# Saint Patrick's Day



## maxiogee

I don't imagine that it is widely known here that the current understanding of Saint patrick is that he was not one person, but several.
The feeling is that there were several 'bishops' who served in Ireland around the same time and that history has forgotten who they were and lumped them - and their deeds - into one amalgamated 'Apostle of Ireland'. There is definite record of one Patrinus amd of another called Palladius, a deacon from Gaul who came to Ireland, perhaps sent by Pope Celestine I (died 431). Palladius was here at the same time as Auxilius, Secundus and Iserninus and all of them seem to have worked themselves in the character of Patrick.

So it is nice to see that the good forer@s here at WordRef give four of these worthy gentlemen an individual mention in the calendar - 
s. Patrizio: 16th March 2007 
St. Patrick's Day: 17th March 2007 
Saint-Patrick / St-Patrick's Day: 17th March 2007 
St-Patrick's Day / Saint-Patrick: 17th March 2007 ​The second one seems to be the right one - no hyphens 

To all you with Irish ancestry - may the day be as happy and joyous as you can possibly cope with!

Now, if Saint Patrick could have a word with Saint Francis of Assisi regarding a certain rugby match this weekend - on Patrick's feastday too, and with Saint Joan of Arc regarding another match being played a bit later, all would be well.


----------



## Poetic Device

Yes, and to you as well, Maxi!


----------



## Etcetera

Thank you Tony.
St Patrick's day is very popular in Russia, and it's one of my favourite holidays. Apast from my love for Ireland, I have personal reasons to like it.
Happy St Patrick's day to all!


----------



## Setwale_Charm

This is what frustrates me, the way so many people who have nothing to do with it celebrate it without knowing the origins or anything about it. There are plenty of occasions for getting frunk otherwise. 
  Out of principle I am not going to wear anything green today.


----------



## Etcetera

Setwale_Charm said:


> This is what frustrates me, the way so many people who have nothing to do with it celebrate it without knowing the origins or anything about it. There are plenty of occasions for getting frunk otherwise.
> Out of principle I am not going to wear anything green today.


I know many people who are well aware of the origins of the holiday and really like it. 
Of course, I know that my friends are a special kind, but nevertheless.


----------



## Chaska Ñawi

Setwale_Charm said:


> This is what frustrates me, the way so many people who have nothing to do with it celebrate it without knowing the origins or anything about it. There are plenty of occasions for getting *frunk *otherwise.   Out of principle I am not going to wear anything green today.




Are you _sure _that you haven't been knocking back the Guiness during a closet celebration?    

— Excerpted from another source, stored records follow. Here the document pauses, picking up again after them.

PR #907, opened 2022-03-30
PHPLIB-827: Use https links in documentation and comments

jmikola:
https://jira.mongodb.org/browse/PHPLIB-827

Also removes redundant `www` subdomains from some URLs (Apache license links intentionally left as-is).


docs/tutorial/collation.txt
```diff
@@ -66,7 +66,7 @@ Collation Parameters
    ]
 
 The only required parameter is ``locale``, which the server parses as an `ICU
-format locale ID <http://userguide.icu-project.org/locale>`_. For example, set
+format locale ID <https://userguide.icu-project.org/locale>`_. For example, set
```
jmikola, line 69:
```suggestion
format locale ID <https://unicode-org.github.io/icu/userguide/locale/>`_. For example, set
```

The original link, http://userguide.icu-project.org/locale, redirects to https://sites.google.com/site/icuprojectuserguide/locale, which in turns points to the above URL.

PR #1558, opened 2025-01-03
Fix Aggregation builder for `$search` stage, option `count` is a document

GromNaN:
https://www.mongodb.com/docs/atlas/atlas-search/counting/#std-label-count-ref

Also adding tests for the properties of `$search` stage.

### DIFF
--- a/generator/config/stage/search.yaml
+++ b/generator/config/stage/search.yaml
@@ -45,7 +45,7 @@ arguments:
         name: count
         optional: true
         type:
-            - string
+            - object
         description: |
             Document that specifies the count options for retrieving a count of the results.
     -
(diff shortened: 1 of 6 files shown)


generator/config/stage/search.yaml
```diff
@@ -45,7 +45,7 @@ arguments:
         name: count
         optional: true
         type:
-            - string
+            - object
```
GromNaN, line 48: Fixed bug.

jmikola: Should there be a JIRA ticket for this fix?

generator/config/stage/search.yaml
```diff
@@ -116,3 +116,150 @@ tests:
...
+                    text:
+                        path: 'title'
+                        query: 'war'
+                    sort:
+                        score:
+                            $meta: 'searchScore'
+                        released: 1
+                    searchBefore: 'CJ6kARoGELqvp4MIGgkpACDA3U8BAAA='
+    -
+        name: 'Count results'
```
jmikola, line 206: I assume this "Count results" example is what revealed the bug, but why are so many other examples added by this PR? Was `search.yaml` just very outdated?

jmikola (approved):
Fix looks fine but two questions.

generator/config/stage/search.yaml
GromNaN: This is not released yet.

generator/config/stage/search.yaml
GromNaN: When I implemented `$search` I thought that the tests on each search operator would be enough to cover the stage. But the test cases on all the parameters accepted by the stage were missing, so I included them.

generator/config/stage/search.yaml
jmikola: Thanks for the reminder. :smile:

In the future, including the original JIRA issue for the feature would be preferable to establish context from both the git history and JIRA issue (assuming the git bot is working again). Typically, the commits without JIRA links are usually CI fixes or Markdown edits.

PR #1567, opened 2025-01-15
PHPLIB-1587 Validate hint option using `is_document`

GromNaN:
Fix PHPLIB-1587

Reject `PackedArray` for `hint` option.

### DIFF
--- a/tests/TestCase.php
+++ b/tests/TestCase.php
@@ -250,7 +250,7 @@ OUTPUT;
      */
     protected static function getInvalidHintValues(): array
     {
-        return [123, 3.14, true, PackedArray::fromPHP(['hint'])];
+        return [123, 3.14, true, PackedArray::fromPHP([])];
     }
 
     /**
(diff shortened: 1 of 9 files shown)


tests/TestCase.php
```diff
@@ -250,7 +250,7 @@ protected static function getInvalidDocumentCodecValues(): array
      */
     protected static function getInvalidHintValues(): array
     {
-        return [123, 3.14, true];
+        return [123, 3.14, true, PackedArray::fromPHP(['hint'])];
```
jmikola:
```suggestion
        return [123, 3.14, true, PackedArray::fromPHP([])];
```

Assuming this passes all tests just the same, I don't think a value matters.

jmikola (approved):
Defer to you about using a simpler value in `getInvalidHintValues()`.

tests/TestCase.php
GromNaN: Indeed, it can be confusing to put a value.

PR #1569, opened 2025-01-23
PHPLIB-1609 Don't mandate the use of "distanceField" in `$geoNear`

GromNaN:
Fix PHPLIB-1609 see DRIVERS-3071

The `$geoNear` distanceField argument is now optional for queries on non-timeseries collections.


src/Builder/Stage/FactoryTrait.php
```diff
@@ -265,8 +265,8 @@ public static function fill(
      * Default: false.
      */
     public static function geoNear(
-        string $distanceField,
```
GromNaN, line 268: The parameter was put first because required parameters must be before the optional ones. Changing the order of the parameters would be a breaking change one the library is released.

jmikola: I worry that the server being able to make such changes at will (where we might require a BC break to maintain consistency) is going to inevitably become a problem down the line.

Had you not caught this before a release, how could [PHPLIB-1609](https://jira.mongodb.org/browse/PHPLIB-1609) have been implemented?

jmikola (approved):
Change looks fine but I'm concerned about how we might get screwed over by a similar change down the line.

PR #1570, opened 2025-01-23
PHPLIB-1598 Use named types for enums

GromNaN:
Fix PHPLIB-1598

When a field accepts a specific list of values, I use a named type. It will be possible to improve the parameter types later by specifying the list of accepted values.

### DIFF
--- a/generator/config/expressions.php
+++ b/generator/config/expressions.php
@@ -131,45 +131,36 @@ return $expressions + [
     ],
 
     // @todo add enum values
-    'Granularity' => [
+    'granularity' => [
         'acceptedTypes' => [...$bsonTypes['string']],
     ],
-    'FullDocument' => [
+    'fullDocument' => [
         'acceptedTypes' => [...$bsonTypes['string']],
     ],
-    'FullDocumentBeforeChange' => [
+    'fullDocumentBeforeChange' => [
         'acceptedTypes' => [...$bsonTypes['string']],
     ],
-    'AccumulatorPercentile' => [
+    'accumulatorPercentile' => [
         'acceptedTypes' => [...$bsonTypes['string']],
     ],
-    'WhenMatched' => [
+    'whenMatched' => [
         'acceptedTypes' => [...$bsonTypes['string']],
     ],
-    'WhenNotMatched' => [
+    'whenNotMatched' => [
         'acceptedTypes' => [...$bsonTypes['string']],
     ],
 
     // @todo create specific model classes factories
-    'OutCollection' => [
+    'outCollection' => [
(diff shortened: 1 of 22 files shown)


src/Builder/Stage/BucketAutoStage.php
```diff
@@ -49,24 +49,24 @@ final class BucketAutoStage implements StageInterface, OperatorInterface
...
-     * @param Optional|Document|Serializable|array|stdClass $granularity A string that specifies the preferred number series to use to ensure that the calculated boundary edges end on preferred round numbers or their powers of 10.
+     * @param Optional|string $granularity A string that specifies the preferred number series to use to ensure that the calculated boundary edges end on preferred round numbers or their powers of 10.
      * Available only if the all groupBy values are numeric and none of them are NaN.
      */
     public function __construct(
         Type|ExpressionInterface|stdClass|array|bool|float|int|null|string $groupBy,
         int $buckets,
         Optional|Document|Serializable|stdClass|array $output = Optional::Undefined,
-        Optional|Document|Serializable|stdClass|array $granularity = Optional::Undefined,
+        Optional|string $granularity = Optional::Undefined,
```
GromNaN, line 69: The type was incorrect. `granularity` must be a string: https://www.mongodb.com/docs/manual/reference/operator/aggregation/bucketAuto/

generator/config/expressions.php
```diff
@@ -131,45 +131,36 @@
...
-    'FillOut' => [
-        'acceptedTypes' => [...$bsonTypes['object']],
-    ],
-    'SortSpec' => [
-        'acceptedTypes' => [...$bsonTypes['object']],
-    ],
-    'Window' => [
-        'acceptedTypes' => [...$bsonTypes['object']],
-    ],
-    'GeoPoint' => [
```
jmikola, line 172: Just want to confirm that "FillOut", "Window", and "GeoPoint" were never used.

jmikola (approved):
IIRC, in a previous Atlas Search PR you opted _not_ to use enums since that might become a hindrance if something changed upstream before this library was able to apply the change.

In the event the server _removed_ a supported string value, might that lead of a situation in the library where we'd be stuck with it out of BC obligations?

Certainly not for this implementation, since everything is just a string; however, I'm concerned with what happens if you do start modeling the server API more closely. I'm very sensitive to how that might backfire on us (similar to https://github.com/mongodb/mongo-php-library/pull/1569).

generator/config/expressions.php
GromNaN: If they were used, the generator would fail.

Congratulations seem to more in order for all the descendants of the massive Irish diaspora ... or at least I get the impression that today is less important if you're in Dublin than it is if you're in Boston or Toronto or Chicago or Buenos Aires or Sydney.


----------



## Nunty

Happy Saint Patrick's Day to everyone who celebrates it.


----------



## maxiogee

Setwale_Charm said:


> There are plenty of occasions for getting frunk otherwise.





Chaska Ñawi said:


> Are you _sure _that you haven't been knocking back the Guiness during a closet celebration?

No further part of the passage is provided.